The data ::
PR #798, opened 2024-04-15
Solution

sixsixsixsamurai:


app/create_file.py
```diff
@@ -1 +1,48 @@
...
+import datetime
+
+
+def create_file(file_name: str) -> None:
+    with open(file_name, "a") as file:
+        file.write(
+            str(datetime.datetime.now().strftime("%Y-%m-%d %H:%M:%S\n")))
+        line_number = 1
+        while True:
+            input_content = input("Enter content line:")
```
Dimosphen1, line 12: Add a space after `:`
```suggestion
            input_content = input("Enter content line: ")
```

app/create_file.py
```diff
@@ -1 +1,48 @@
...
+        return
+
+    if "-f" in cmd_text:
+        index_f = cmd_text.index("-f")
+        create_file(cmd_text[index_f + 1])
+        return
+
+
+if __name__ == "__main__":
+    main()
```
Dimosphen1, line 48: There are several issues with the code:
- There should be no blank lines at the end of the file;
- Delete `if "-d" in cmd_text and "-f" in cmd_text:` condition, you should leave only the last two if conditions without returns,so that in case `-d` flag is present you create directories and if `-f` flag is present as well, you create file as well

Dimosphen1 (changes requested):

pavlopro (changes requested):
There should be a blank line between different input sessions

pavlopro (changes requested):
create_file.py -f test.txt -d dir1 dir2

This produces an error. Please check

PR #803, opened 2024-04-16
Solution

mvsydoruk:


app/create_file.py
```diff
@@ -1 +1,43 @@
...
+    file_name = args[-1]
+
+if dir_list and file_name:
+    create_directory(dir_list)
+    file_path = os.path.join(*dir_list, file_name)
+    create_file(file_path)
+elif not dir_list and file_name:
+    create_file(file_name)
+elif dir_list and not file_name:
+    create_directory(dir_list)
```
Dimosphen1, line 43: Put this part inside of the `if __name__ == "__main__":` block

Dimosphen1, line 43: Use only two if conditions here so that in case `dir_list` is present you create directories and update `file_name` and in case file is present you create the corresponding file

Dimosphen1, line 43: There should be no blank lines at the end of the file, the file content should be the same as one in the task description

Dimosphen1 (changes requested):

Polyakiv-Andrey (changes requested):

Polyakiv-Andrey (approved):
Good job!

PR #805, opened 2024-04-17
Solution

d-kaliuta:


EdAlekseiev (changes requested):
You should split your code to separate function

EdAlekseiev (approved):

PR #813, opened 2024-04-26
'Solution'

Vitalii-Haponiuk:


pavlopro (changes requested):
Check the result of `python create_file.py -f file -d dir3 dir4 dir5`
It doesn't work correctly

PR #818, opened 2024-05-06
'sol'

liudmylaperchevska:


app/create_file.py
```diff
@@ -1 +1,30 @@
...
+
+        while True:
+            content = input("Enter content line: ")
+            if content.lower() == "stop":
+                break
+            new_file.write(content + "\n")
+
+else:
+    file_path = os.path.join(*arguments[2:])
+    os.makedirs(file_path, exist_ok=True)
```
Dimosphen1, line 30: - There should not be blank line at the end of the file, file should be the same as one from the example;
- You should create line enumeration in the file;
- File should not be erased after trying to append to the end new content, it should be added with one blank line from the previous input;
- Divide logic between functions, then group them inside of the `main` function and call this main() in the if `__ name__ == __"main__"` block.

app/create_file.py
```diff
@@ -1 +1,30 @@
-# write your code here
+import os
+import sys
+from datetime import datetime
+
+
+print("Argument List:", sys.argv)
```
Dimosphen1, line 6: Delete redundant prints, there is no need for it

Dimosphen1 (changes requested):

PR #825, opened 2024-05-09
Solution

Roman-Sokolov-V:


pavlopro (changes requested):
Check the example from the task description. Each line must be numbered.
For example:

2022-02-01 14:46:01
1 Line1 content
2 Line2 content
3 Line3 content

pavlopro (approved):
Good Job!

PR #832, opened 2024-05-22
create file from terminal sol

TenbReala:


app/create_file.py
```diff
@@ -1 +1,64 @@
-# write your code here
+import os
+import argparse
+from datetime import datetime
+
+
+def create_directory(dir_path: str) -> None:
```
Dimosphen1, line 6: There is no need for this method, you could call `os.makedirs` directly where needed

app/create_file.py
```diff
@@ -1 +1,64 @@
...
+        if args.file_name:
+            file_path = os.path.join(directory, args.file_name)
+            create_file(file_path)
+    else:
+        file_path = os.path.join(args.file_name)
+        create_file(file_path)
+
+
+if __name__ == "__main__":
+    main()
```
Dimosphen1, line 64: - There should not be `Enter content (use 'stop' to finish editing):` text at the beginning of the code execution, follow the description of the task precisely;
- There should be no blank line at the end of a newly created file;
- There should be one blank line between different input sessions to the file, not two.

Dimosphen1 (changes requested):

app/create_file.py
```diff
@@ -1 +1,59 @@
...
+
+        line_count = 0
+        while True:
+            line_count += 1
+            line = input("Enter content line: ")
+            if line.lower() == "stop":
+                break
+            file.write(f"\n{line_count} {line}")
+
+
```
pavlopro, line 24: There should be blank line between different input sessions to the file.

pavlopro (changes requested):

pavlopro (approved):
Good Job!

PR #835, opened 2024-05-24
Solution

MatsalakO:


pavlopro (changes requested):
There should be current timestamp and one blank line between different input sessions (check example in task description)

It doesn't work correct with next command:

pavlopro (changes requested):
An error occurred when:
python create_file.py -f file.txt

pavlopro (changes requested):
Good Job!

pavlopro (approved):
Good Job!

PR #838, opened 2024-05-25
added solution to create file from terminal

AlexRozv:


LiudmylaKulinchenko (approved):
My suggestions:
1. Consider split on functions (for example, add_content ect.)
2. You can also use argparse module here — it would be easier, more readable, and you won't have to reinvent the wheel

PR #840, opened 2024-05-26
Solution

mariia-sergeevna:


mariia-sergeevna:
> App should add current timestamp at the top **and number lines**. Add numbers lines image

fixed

What to work on :: Your answer must be the records above, repeated exactly.

Task output ::
PR #798, opened 2024-04-15
Solution

sixsixsixsamurai:


app/create_file.py
```diff
@@ -1 +1,48 @@
...
+import datetime
+
+
+def create_file(file_name: str) -> None:
+    with open(file_name, "a") as file:
+        file.write(
+            str(datetime.datetime.now().strftime("%Y-%m-%d %H:%M:%S\n")))
+        line_number = 1
+        while True:
+            input_content = input("Enter content line:")
```
Dimosphen1, line 12: Add a space after `:`
```suggestion
            input_content = input("Enter content line: ")
```

app/create_file.py
```diff
@@ -1 +1,48 @@
...
+        return
+
+    if "-f" in cmd_text:
+        index_f = cmd_text.index("-f")
+        create_file(cmd_text[index_f + 1])
+        return
+
+
+if __name__ == "__main__":
+    main()
```
Dimosphen1, line 48: There are several issues with the code:
- There should be no blank lines at the end of the file;
- Delete `if "-d" in cmd_text and "-f" in cmd_text:` condition, you should leave only the last two if conditions without returns,so that in case `-d` flag is present you create directories and if `-f` flag is present as well, you create file as well

Dimosphen1 (changes requested):

pavlopro (changes requested):
There should be a blank line between different input sessions

pavlopro (changes requested):
create_file.py -f test.txt -d dir1 dir2

This produces an error. Please check

PR #803, opened 2024-04-16
Solution

mvsydoruk:


app/create_file.py
```diff
@@ -1 +1,43 @@
...
+    file_name = args[-1]
+
+if dir_list and file_name:
+    create_directory(dir_list)
+    file_path = os.path.join(*dir_list, file_name)
+    create_file(file_path)
+elif not dir_list and file_name:
+    create_file(file_name)
+elif dir_list and not file_name:
+    create_directory(dir_list)
```
Dimosphen1, line 43: Put this part inside of the `if __name__ == "__main__":` block

Dimosphen1, line 43: Use only two if conditions here so that in case `dir_list` is present you create directories and update `file_name` and in case file is present you create the corresponding file

Dimosphen1, line 43: There should be no blank lines at the end of the file, the file content should be the same as one in the task description

Dimosphen1 (changes requested):

Polyakiv-Andrey (changes requested):

Polyakiv-Andrey (approved):
Good job!

PR #805, opened 2024-04-17
Solution

d-kaliuta:


EdAlekseiev (changes requested):
You should split your code to separate function

EdAlekseiev (approved):

PR #813, opened 2024-04-26
'Solution'

Vitalii-Haponiuk:


pavlopro (changes requested):
Check the result of `python create_file.py -f file -d dir3 dir4 dir5`
It doesn't work correctly

PR #818, opened 2024-05-06
'sol'

liudmylaperchevska:


app/create_file.py
```diff
@@ -1 +1,30 @@
...
+
+        while True:
+            content = input("Enter content line: ")
+            if content.lower() == "stop":
+                break
+            new_file.write(content + "\n")
+
+else:
+    file_path = os.path.join(*arguments[2:])
+    os.makedirs(file_path, exist_ok=True)
```
Dimosphen1, line 30: - There should not be blank line at the end of the file, file should be the same as one from the example;
- You should create line enumeration in the file;
- File should not be erased after trying to append to the end new content, it should be added with one blank line from the previous input;
- Divide logic between functions, then group them inside of the `main` function and call this main() in the if `__ name__ == __"main__"` block.

app/create_file.py
```diff
@@ -1 +1,30 @@
-# write your code here
+import os
+import sys
+from datetime import datetime
+
+
+print("Argument List:", sys.argv)
```
Dimosphen1, line 6: Delete redundant prints, there is no need for it

Dimosphen1 (changes requested):

PR #825, opened 2024-05-09
Solution

Roman-Sokolov-V:


pavlopro (changes requested):
Check the example from the task description. Each line must be numbered.
For example:

2022-02-01 14:46:01
1 Line1 content
2 Line2 content
3 Line3 content

pavlopro (approved):
Good Job!

PR #832, opened 2024-05-22
create file from terminal sol

TenbReala:


app/create_file.py
```diff
@@ -1 +1,64 @@
-# write your code here
+import os
+import argparse
+from datetime import datetime
+
+
+def create_directory(dir_path: str) -> None:
```
Dimosphen1, line 6: There is no need for this method, you could call `os.makedirs` directly where needed

app/create_file.py
```diff
@@ -1 +1,64 @@
...
+        if args.file_name:
+            file_path = os.path.join(directory, args.file_name)
+            create_file(file_path)
+    else:
+        file_path = os.path.join(args.file_name)
+        create_file(file_path)
+
+
+if __name__ == "__main__":
+    main()
```
Dimosphen1, line 64: - There should not be `Enter content (use 'stop' to finish editing):` text at the beginning of the code execution, follow the description of the task precisely;
- There should be no blank line at the end of a newly created file;
- There should be one blank line between different input sessions to the file, not two.

Dimosphen1 (changes requested):

app/create_file.py
```diff
@@ -1 +1,59 @@
...
+
+        line_count = 0
+        while True:
+            line_count += 1
+            line = input("Enter content line: ")
+            if line.lower() == "stop":
+                break
+            file.write(f"\n{line_count} {line}")
+
+
```
pavlopro, line 24: There should be blank line between different input sessions to the file.

pavlopro (changes requested):

pavlopro (approved):
Good Job!

PR #835, opened 2024-05-24
Solution

MatsalakO:


pavlopro (changes requested):
There should be current timestamp and one blank line between different input sessions (check example in task description)

It doesn't work correct with next command:

pavlopro (changes requested):
An error occurred when:
python create_file.py -f file.txt

pavlopro (changes requested):
Good Job!

pavlopro (approved):
Good Job!

PR #838, opened 2024-05-25
added solution to create file from terminal

AlexRozv:


LiudmylaKulinchenko (approved):
My suggestions:
1. Consider split on functions (for example, add_content ect.)
2. You can also use argparse module here — it would be easier, more readable, and you won't have to reinvent the wheel

PR #840, opened 2024-05-26
Solution

mariia-sergeevna:


mariia-sergeevna:
> App should add current timestamp at the top **and number lines**. Add numbers lines image

fixed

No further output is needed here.